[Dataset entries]

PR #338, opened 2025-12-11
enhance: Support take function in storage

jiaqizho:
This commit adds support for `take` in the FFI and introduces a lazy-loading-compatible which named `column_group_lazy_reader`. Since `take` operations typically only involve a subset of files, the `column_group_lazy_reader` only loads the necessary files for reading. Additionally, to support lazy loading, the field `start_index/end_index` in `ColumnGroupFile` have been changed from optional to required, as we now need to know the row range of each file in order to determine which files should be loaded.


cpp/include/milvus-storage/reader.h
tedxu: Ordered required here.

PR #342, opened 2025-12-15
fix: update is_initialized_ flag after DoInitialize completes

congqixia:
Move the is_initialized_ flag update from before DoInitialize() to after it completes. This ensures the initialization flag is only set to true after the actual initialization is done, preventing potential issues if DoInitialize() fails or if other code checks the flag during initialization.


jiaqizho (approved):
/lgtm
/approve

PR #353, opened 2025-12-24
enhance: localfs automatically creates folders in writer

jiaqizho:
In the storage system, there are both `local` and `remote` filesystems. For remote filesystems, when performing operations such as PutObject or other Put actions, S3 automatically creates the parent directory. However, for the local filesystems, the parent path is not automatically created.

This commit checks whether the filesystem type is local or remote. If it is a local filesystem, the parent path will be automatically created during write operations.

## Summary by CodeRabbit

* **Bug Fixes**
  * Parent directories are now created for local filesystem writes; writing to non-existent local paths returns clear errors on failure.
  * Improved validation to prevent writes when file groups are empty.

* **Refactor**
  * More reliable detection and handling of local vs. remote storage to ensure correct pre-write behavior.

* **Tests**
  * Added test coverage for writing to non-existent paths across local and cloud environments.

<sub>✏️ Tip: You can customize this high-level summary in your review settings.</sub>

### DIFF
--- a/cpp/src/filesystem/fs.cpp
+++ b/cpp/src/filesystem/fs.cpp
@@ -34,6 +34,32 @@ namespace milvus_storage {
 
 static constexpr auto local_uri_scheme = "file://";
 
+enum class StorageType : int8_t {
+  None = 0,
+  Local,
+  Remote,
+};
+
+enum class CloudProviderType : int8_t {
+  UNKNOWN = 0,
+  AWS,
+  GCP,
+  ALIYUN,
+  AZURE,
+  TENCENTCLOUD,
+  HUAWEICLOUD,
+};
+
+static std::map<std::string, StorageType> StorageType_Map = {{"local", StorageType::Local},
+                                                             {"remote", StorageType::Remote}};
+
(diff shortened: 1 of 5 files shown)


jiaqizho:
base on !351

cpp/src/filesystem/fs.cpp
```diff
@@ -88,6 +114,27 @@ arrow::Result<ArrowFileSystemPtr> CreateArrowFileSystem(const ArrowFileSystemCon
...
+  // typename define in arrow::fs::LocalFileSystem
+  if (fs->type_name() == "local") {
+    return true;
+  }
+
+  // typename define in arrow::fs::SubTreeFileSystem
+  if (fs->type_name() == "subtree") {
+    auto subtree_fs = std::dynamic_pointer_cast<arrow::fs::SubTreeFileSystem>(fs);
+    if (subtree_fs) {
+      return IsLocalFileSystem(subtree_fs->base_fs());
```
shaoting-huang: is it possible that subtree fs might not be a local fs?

- [PROBLEM DETAILS] Transcribe every record. Match each line exactly.

- [ANSWER SECTION]
PR #338, opened 2025-12-11
enhance: Support take function in storage

jiaqizho:
This commit adds support for `take` in the FFI and introduces a lazy-loading-compatible which named `column_group_lazy_reader`. Since `take` operations typically only involve a subset of files, the `column_group_lazy_reader` only loads the necessary files for reading. Additionally, to support lazy loading, the field `start_index/end_index` in `ColumnGroupFile` have been changed from optional to required, as we now need to know the row range of each file in order to determine which files should be loaded.


cpp/include/milvus-storage/reader.h
tedxu: Ordered required here.

PR #342, opened 2025-12-15
fix: update is_initialized_ flag after DoInitialize completes

congqixia:
Move the is_initialized_ flag update from before DoInitialize() to after it completes. This ensures the initialization flag is only set to true after the actual initialization is done, preventing potential issues if DoInitialize() fails or if other code checks the flag during initialization.


jiaqizho (approved):
/lgtm
/approve

PR #353, opened 2025-12-24
enhance: localfs automatically creates folders in writer

jiaqizho:
In the storage system, there are both `local` and `remote` filesystems. For remote filesystems, when performing operations such as PutObject or other Put actions, S3 automatically creates the parent directory. However, for the local filesystems, the parent path is not automatically created.

This commit checks whether the filesystem type is local or remote. If it is a local filesystem, the parent path will be automatically created during write operations.

## Summary by CodeRabbit

* **Bug Fixes**
  * Parent directories are now created for local filesystem writes; writing to non-existent local paths returns clear errors on failure.
  * Improved validation to prevent writes when file groups are empty.

* **Refactor**
  * More reliable detection and handling of local vs. remote storage to ensure correct pre-write behavior.

* **Tests**
  * Added test coverage for writing to non-existent paths across local and cloud environments.

<sub>✏️ Tip: You can customize this high-level summary in your review settings.</sub>

### DIFF
--- a/cpp/src/filesystem/fs.cpp
+++ b/cpp/src/filesystem/fs.cpp
@@ -34,6 +34,32 @@ namespace milvus_storage {
 
 static constexpr auto local_uri_scheme = "file://";
 
+enum class StorageType : int8_t {
+  None = 0,
+  Local,
+  Remote,
+};
+
+enum class CloudProviderType : int8_t {
+  UNKNOWN = 0,
+  AWS,
+  GCP,
+  ALIYUN,
+  AZURE,
+  TENCENTCLOUD,
+  HUAWEICLOUD,
+};
+
+static std::map<std::string, StorageType> StorageType_Map = {{"local", StorageType::Local},
+                                                             {"remote", StorageType::Remote}};
+
(diff shortened: 1 of 5 files shown)


jiaqizho:
base on !351

cpp/src/filesystem/fs.cpp
```diff
@@ -88,6 +114,27 @@ arrow::Result<ArrowFileSystemPtr> CreateArrowFileSystem(const ArrowFileSystemCon
...
+  // typename define in arrow::fs::LocalFileSystem
+  if (fs->type_name() == "local") {
+    return true;
+  }
+
+  // typename define in arrow::fs::SubTreeFileSystem
+  if (fs->type_name() == "subtree") {
+    auto subtree_fs = std::dynamic_pointer_cast<arrow::fs::SubTreeFileSystem>(fs);
+    if (subtree_fs) {
+      return IsLocalFileSystem(subtree_fs->base_fs());
```
shaoting-huang: is it possible that subtree fs might not be a local fs?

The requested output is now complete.